== EXTRACTED ENTRIES ==

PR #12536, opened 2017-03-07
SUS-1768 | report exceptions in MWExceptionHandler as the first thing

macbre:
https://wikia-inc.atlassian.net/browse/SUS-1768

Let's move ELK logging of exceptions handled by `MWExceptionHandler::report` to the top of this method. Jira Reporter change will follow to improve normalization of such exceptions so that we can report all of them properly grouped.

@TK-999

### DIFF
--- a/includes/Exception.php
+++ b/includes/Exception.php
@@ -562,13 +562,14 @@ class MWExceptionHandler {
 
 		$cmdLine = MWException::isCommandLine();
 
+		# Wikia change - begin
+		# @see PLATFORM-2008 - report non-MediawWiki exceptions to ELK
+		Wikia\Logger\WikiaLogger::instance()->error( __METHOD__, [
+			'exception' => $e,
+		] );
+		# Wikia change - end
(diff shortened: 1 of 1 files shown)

===
== EXTRACTED ENTRIES ==

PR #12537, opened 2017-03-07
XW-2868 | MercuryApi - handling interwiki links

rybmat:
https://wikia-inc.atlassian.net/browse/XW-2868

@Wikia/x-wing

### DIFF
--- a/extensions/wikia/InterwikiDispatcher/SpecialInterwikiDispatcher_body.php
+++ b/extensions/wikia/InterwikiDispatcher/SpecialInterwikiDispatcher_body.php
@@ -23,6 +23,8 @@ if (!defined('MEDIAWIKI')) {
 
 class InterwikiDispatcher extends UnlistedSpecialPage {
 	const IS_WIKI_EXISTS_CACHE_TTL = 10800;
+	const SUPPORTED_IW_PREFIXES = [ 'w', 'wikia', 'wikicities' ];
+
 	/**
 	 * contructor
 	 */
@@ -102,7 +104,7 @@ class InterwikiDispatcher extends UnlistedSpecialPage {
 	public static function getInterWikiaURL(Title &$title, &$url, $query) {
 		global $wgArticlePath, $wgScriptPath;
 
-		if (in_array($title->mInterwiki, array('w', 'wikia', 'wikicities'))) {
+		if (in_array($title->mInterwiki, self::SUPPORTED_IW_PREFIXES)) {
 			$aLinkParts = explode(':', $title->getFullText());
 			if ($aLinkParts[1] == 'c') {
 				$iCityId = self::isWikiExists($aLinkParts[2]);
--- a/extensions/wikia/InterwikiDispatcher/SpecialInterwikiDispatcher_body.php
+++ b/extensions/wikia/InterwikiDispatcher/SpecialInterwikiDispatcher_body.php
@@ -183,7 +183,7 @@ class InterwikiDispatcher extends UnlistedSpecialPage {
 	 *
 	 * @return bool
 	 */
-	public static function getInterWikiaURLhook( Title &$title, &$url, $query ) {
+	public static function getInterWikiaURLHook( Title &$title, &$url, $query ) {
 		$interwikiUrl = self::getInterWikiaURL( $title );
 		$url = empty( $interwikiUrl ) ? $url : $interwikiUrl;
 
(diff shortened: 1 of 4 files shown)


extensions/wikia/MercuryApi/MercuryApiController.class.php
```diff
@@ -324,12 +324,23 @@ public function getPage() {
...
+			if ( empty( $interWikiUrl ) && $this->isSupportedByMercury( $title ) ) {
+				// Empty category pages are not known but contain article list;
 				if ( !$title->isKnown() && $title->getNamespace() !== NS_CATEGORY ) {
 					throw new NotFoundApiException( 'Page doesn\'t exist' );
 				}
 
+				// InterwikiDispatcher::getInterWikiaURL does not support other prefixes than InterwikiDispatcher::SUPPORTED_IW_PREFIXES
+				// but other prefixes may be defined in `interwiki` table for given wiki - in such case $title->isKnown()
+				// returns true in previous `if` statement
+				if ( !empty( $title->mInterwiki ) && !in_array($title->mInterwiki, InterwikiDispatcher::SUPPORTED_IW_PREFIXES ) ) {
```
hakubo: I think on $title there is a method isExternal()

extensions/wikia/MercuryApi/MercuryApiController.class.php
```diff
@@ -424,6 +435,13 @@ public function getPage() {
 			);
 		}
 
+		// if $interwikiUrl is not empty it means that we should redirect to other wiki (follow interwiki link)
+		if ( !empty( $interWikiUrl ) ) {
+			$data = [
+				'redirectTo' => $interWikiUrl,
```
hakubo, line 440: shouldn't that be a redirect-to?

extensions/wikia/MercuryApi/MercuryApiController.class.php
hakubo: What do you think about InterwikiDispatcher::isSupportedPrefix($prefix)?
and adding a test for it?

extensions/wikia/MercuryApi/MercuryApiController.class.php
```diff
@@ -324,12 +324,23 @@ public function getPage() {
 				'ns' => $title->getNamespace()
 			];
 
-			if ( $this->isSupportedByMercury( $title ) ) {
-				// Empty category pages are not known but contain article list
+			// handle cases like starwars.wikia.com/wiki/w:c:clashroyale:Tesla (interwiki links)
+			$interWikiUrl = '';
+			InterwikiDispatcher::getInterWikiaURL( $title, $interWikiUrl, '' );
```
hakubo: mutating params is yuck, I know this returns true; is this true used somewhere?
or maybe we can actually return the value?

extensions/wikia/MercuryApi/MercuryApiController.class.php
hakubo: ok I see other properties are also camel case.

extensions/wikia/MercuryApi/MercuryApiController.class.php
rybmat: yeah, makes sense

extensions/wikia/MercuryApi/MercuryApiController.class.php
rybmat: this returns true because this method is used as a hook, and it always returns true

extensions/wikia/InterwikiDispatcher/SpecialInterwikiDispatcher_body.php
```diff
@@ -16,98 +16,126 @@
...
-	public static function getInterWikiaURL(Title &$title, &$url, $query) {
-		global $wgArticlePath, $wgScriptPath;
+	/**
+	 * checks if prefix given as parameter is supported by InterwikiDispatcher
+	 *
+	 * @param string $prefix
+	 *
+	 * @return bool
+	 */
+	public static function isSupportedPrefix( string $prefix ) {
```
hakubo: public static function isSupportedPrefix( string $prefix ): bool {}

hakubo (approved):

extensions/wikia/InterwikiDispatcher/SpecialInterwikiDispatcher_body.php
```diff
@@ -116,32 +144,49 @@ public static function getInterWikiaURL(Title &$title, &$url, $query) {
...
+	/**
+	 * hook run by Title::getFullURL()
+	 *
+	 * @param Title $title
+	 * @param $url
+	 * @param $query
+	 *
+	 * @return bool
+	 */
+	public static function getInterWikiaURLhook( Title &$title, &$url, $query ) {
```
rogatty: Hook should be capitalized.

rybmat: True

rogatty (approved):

===
== EXTRACTED ENTRIES ==

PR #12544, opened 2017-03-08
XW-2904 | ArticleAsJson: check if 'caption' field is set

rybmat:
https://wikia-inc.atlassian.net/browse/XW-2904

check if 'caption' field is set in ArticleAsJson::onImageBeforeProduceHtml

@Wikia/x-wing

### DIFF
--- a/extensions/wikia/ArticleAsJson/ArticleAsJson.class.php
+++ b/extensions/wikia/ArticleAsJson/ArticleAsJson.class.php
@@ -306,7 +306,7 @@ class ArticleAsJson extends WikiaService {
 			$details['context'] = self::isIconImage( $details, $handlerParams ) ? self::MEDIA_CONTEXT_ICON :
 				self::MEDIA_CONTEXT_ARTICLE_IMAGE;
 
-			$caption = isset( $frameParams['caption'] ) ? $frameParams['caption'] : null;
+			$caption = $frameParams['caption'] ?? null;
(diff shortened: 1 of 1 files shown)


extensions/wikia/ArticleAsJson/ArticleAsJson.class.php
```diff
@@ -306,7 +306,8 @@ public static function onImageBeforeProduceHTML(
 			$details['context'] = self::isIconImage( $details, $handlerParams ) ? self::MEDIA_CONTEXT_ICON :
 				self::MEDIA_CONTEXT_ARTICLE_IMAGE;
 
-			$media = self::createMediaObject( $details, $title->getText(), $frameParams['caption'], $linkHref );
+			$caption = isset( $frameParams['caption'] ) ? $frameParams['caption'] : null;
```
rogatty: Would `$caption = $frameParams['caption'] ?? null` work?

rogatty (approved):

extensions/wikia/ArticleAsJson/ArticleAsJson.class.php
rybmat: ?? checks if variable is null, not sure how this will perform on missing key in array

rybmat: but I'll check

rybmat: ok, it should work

===

**WORK REQUEST:** Your answer should consist of each line of the data above in which the word "https" occurs.

**YOUR SOLUTION:**
https://wikia-inc.atlassian.net/browse/SUS-1768
https://wikia-inc.atlassian.net/browse/XW-2868
https://wikia-inc.atlassian.net/browse/XW-2904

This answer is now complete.